Colistin-resistant multidrug-resistant (MDR), extensively drug-resistant (XDR), and pan-drug-resistant (PDR) bacteria are highly lethal and many researchers have tried hard to combat these microorganisms around the world. Infections caused by these bacteria are resistant to the last resort of antibiotic therapy and have posed a major challenge in clinical and public health. Since the production of new antibiotics is very expensive and also very slow compared to the increasing rate of antibiotic resistance, researchers are suggesting the use of natural substances with high antibacterial potential. Bacteriophages are one of the most effective therapeutic measures that are known to exist for use for incurable and highly resistant infections. Phages are highly taken into consideration due to the lack of side effects, potential spread to various body organs, distinct modes of action from antibiotics, and proliferation at the site of infection.
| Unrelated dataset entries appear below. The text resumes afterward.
PR #1235, opened 2019-01-21
Enable vue/no-parse-error eslint rule

rogatty:


resources/assets/js/components/quiz/QuizList.vue
```diff
@@ -24,13 +24,13 @@
...
-		<p class="has-text-centered" v-if="!plainList && !displayResults">
+		<p v-if="!plainList && !displayResults" class="has-text-centered">
 			<a class="button is-primary" :class="{'is-loading': isProcessing}" @click="verify">
 				Sprawdź wyniki
 			</a>
-			<p v-if="canEndQuiz && !displayResults" class="has-text-centered margin vertical">
-				<a class="link" @click="$emit('checkQuiz', true)">Przerwij test i sprawdź wyniki</a>
-			</p>
+		</p>
+		<p v-if="!plainList && canEndQuiz && !displayResults" class="has-text-centered margin vertical">
```
rogatty: `p` in `p` is invalid so I moved this one out and added `!plainList` to the condition so the logic is exactly the same as before.

PR #390, opened 2019-06-15
Fix 293

shargon:
Close https://github.com/neo-project/neo-cli/issues/293


erikzhang:
We can check if the file exists.

PR #391, opened 2019-06-16
Ping nodes while show state

shargon:
Related to https://github.com/neo-project/neo/pull/832
Close https://github.com/neo-project/neo-cli/issues/287

### DIFF
--- a/neo-cli/Shell/MainService.cs
+++ b/neo-cli/Shell/MainService.cs
@@ -973,8 +973,7 @@ namespace Neo.Shell
             });
             Console.ReadLine();
             cancel.Cancel();
-            task.Wait();
-            broadcast.Wait();
+            Task.WaitAll(task, broadcast);
             Console.WriteLine();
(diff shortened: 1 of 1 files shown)


neo-cli/Shell/MainService.cs
```diff
@@ -934,6 +934,14 @@ private bool OnShowStateCommand(string[] args)
             bool stop = false;
             Console.CursorVisible = false;
             Console.Clear();
+            Task broadcast = Task.Run(async () =>
+            {
+                while (!stop)
+                {
+                    system.LocalNode.Tell(Message.Create(MessageCommand.Ping, PingPayload.Create(Blockchain.Singleton.Height)));
+                    await Task.Delay(Blockchain.TimePerBlock);
```
erikzhang: We should use `CancellationToken` here. Otherwise we will have to wait at most 15 seconds to exit from the loop.

PR #393, opened 2019-06-18
Fix import multisigaddress method on solo chain

superboyiii:
Don't need at least 5 elements for the command of import multisigaddress on solo chain.

### DIFF
--- a/neo-cli/Shell/MainService.cs
+++ b/neo-cli/Shell/MainService.cs
@@ -672,9 +672,9 @@ namespace Neo.Shell
         {
             if (NoWallet()) return true;
 
-            if (args.Length < 5)
+            if (args.Length < 4)
             {
-                Console.WriteLine("Error. Use at least 2 public keys to create a multisig address.");
+                Console.WriteLine("Error. Invalid parameters.");
                 return true;
             }
 


superboyiii:
That's your works, hahaha!  [#703](https://github.com/neo-project/neo/issues/703)

vncoelho:
Aehuaheuaheaea, I got it...

I never used the neo-cli for multi-sig. I will build the client and test, then approve it. Maybe it take 1-3 days until I can focus on it, but I will check it out.

If someone could test it before.

superboyiii:
On master branch (NEO3.X), it's already applied on. I just sync it to the latest.

superboyiii:
I've tested it before on NEO3.0.

vncoelho:
Sorry for the delay. Testing it now.

vncoelho:
even the example in the docs is showing error:

https://docs.neo.org/en-us/node/cli/cli.html

`import multisigaddress 1 037ebe29fff57d8c177870e9d9eecb046b27fc290ccbac88a0e3da8bac5daa630d 03b34a4be80db4a38f62bb41d63f9b1cb664e5e0416c1ac39db605a8e30ef270cc
`

superboyiii:
> Updated, it is working, I created a wallet and forgot the extension, then has not actually been created.
> 
> A wallet opened was still missing.
> 
> However, the `error` message should be improved because it was not reporting any wallet open issue.
> It was probably reaching `wallet.Save();` because the default wallet was not NEP6.

Yes, that's correct. We should approve the 'error' message to help developers know the wrong point.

Although the effects of phages on MDR and XDR bacteria have been demonstrated in various studies, only a few have investigated the effect of phage therapy on colistin-resistant isolates. Therefore, in this review, we discuss the problems caused by colistin-resistant MDR and XDR bacteria in the clinics, explain the different mechanisms associated with colistin resistance, introduce bacteriophage therapy as a powerful remedy, and finally present new studies that have used bacteriophages against colistin-resistant isolates.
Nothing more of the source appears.